> [What is needed]:
Would you please return the lines of the entries below starting at the line that has "Do we want any" and ending at the line that has "- Tracking of", both included, exactly as they are?

──────── Given entries

PR #228, opened 2023-10-21
Checkorder tool to keep functions in original binary order

disinvite:
A while back on Matrix chat I posed the question of whether MSVC would (or even could) reorder functions within a translation unit. To put it another way: is the order of the code in the file the only deciding factor on the order of functions in the binary?

Maybe that was a no-brainer question; seems like the consensus is yes, code order decides binary order.

We have some work to do with the code we already have, so I created this python script to check each file and tell if the `// OFFSET: LEGO1 ____` comments are in order. If the `--enforce` option is used, this will exit with an error status (to break the build) like the `verexp` tool. We probably don't want to enforce until we get the files to a good place.

It's easy to report that a file is in order or not, but what else can we do? Right now, the `--verbose` option just tells when each run of offsets in order gets broken, along with number of lines and expected position of each function.

I debated whether the tool should provide some assistance to the user about how to fix the order, but what information would be helpful? Would we want to do this in incremental commits so the diffs don't turn into soup? Do we care about git blame on each person's work?


foxtacles:
Looks really useful to me. A few remarks:

* I think we should start enforcing this as soon as possible. One idea I have is that the GitHub build could run this script for the translation units that have been changed/touched in the respective branch (compared to `master`) only. This way, it is the contributor's responsibility to make sure that the syntax and order of our "decomp" declarations is correct in the changeset they submitted.
* The script currently has `LEGO1` hardcoded. I know that `ISLE` is a minor part of the project but maybe it can be extended/changed to be "module"-agnostic.
* `is_exact_offset_comment` is currently unused, right? I think it would be useful to have this enabled as well and have the information be reported to the user, maybe even as an error. I do believe we should start being more strict with the style, especially if we have a tool for automatic verification.

disinvite:
Thanks for the feedback! We now match any alphanumeric for the module name. This change has revealed that `legoentitypresenter.cpp` has `LEG01` with a zero for the O. 😅

Offset comments that fail the exact match are displayed in verbose mode.

disinvite:
Do we want any more features for this? Or pull out the file parsing bit into a python module to load in a few smaller scripts? I can do both, but I wasn't sure if it was good idea to jam it all into this PR. Some ideas:

- Should be easy to tell if a function marked STUB has been built out. Probably a non-fatal warning like the "bad offset comment" message
- Tracking of `// TODO` and other similar comments so we can turn those into `// TODONE`
- Identify functions that do _not_ have the `// OFFSET` comment. Would need a better regular expression or heuristic to match a C++ function signature. Might be more trouble than it's worth since I doubt there are many cases of this
- Tracking global variable offsets can be done but we would have to decide on a format for the comments
- What order to use for the _linker_? (i.e. not just tracking the offsets in a single file.) Would suggest an order for the CMakeLists.txt file. If the devs used an MSVC project like we started with, can you adjust the order of the modules in that? Does it just use alphabetical order?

────────────────

> [Answer for this exercise]:
Do we want any more features for this? Or pull out the file parsing bit into a python module to load in a few smaller scripts? I can do both, but I wasn't sure if it was good idea to jam it all into this PR. Some ideas:

- Should be easy to tell if a function marked STUB has been built out. Probably a non-fatal warning like the "bad offset comment" message
- Tracking of `// TODO` and other similar comments so we can turn those into `// TODONE`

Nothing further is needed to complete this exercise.